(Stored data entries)

────────────────

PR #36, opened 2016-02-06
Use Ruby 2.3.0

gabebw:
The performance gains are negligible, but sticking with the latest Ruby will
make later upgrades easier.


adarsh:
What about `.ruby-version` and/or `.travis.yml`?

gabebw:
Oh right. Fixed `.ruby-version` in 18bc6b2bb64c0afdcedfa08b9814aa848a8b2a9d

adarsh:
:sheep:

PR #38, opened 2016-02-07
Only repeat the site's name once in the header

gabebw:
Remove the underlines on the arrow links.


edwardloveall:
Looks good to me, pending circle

────────────────

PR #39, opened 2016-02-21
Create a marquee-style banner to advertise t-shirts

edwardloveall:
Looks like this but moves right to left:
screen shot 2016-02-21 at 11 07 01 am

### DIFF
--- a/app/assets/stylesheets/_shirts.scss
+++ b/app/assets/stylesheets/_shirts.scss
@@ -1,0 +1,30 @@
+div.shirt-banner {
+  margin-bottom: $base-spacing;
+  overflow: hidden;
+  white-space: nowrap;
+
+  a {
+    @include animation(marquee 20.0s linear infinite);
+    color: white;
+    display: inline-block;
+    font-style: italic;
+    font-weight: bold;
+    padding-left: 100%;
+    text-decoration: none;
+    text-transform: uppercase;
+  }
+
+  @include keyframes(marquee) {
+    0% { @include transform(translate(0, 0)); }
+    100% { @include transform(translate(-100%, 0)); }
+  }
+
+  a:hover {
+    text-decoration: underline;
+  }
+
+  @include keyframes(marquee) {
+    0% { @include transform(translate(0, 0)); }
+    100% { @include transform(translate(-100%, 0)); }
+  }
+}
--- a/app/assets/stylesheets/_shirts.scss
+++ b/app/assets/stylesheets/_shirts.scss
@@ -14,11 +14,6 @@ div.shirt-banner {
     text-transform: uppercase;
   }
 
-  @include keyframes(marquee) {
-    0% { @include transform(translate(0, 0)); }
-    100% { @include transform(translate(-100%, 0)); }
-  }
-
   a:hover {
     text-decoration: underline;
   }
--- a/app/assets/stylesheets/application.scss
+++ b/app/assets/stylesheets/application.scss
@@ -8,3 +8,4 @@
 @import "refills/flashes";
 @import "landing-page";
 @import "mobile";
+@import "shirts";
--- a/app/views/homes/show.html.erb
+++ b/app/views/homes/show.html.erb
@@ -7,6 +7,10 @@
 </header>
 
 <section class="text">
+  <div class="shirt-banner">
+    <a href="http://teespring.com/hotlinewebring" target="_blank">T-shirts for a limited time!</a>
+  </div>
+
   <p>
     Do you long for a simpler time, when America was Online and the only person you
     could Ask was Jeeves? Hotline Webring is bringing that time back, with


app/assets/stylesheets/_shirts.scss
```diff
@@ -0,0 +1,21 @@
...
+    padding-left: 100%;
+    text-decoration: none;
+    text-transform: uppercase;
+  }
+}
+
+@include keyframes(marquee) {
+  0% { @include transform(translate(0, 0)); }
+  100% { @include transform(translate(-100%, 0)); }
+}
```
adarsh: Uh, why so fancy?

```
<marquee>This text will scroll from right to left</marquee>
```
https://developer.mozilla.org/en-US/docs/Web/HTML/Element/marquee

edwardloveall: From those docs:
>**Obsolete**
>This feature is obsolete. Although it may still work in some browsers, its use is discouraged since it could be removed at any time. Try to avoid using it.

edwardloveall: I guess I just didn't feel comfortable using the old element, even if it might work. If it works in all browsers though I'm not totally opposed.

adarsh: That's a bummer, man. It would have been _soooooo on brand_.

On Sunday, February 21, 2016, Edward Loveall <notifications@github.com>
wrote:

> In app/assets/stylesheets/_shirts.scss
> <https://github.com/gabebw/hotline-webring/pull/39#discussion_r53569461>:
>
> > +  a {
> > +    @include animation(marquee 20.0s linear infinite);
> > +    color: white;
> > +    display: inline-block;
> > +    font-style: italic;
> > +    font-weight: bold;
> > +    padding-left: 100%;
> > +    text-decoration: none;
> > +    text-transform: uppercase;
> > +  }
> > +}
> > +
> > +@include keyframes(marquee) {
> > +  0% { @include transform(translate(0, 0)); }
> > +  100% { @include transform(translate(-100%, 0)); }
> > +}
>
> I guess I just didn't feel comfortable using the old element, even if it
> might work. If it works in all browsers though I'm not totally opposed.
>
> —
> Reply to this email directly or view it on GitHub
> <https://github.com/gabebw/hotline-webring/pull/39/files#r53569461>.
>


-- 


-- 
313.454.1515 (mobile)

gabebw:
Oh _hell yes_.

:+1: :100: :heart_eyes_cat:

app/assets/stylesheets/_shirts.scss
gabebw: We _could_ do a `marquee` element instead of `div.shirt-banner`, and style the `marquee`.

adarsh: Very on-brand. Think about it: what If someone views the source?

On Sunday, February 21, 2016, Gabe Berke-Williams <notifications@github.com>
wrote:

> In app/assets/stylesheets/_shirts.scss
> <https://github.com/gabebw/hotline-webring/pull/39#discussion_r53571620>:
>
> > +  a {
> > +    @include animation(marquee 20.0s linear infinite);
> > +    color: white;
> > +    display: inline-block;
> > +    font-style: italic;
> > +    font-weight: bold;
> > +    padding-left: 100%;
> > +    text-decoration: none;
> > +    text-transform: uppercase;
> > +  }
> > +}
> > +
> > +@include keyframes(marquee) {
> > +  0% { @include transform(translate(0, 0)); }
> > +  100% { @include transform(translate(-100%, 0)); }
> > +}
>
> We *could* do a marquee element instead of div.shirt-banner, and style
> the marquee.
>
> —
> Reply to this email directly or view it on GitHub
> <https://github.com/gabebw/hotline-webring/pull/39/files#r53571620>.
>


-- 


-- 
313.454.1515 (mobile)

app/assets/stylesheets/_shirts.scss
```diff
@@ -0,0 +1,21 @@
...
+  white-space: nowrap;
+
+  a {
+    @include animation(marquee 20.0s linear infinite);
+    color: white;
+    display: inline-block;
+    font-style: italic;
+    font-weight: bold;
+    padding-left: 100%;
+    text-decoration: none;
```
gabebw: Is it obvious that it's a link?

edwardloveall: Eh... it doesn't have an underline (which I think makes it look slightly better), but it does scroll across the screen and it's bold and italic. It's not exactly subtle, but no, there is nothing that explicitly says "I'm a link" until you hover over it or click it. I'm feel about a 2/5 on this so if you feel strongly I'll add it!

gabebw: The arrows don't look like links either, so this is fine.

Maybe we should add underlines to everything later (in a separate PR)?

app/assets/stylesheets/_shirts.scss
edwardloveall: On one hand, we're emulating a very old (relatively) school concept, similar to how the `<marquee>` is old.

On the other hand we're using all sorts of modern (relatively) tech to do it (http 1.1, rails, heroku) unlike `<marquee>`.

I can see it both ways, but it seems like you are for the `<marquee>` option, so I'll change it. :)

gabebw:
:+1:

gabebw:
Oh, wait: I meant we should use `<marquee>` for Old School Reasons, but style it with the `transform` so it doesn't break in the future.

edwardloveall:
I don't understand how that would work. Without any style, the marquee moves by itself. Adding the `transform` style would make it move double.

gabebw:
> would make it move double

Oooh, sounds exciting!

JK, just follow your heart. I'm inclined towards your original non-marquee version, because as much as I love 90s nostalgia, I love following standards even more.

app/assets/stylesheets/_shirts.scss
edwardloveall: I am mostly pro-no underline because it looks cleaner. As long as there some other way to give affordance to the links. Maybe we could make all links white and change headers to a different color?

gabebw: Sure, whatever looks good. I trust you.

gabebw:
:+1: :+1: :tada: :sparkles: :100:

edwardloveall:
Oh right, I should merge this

────────────────

Among the lines above, which contain the word "later"? Copy every one.

make later upgrades easier.
Maybe we should add underlines to everything later (in a separate PR)?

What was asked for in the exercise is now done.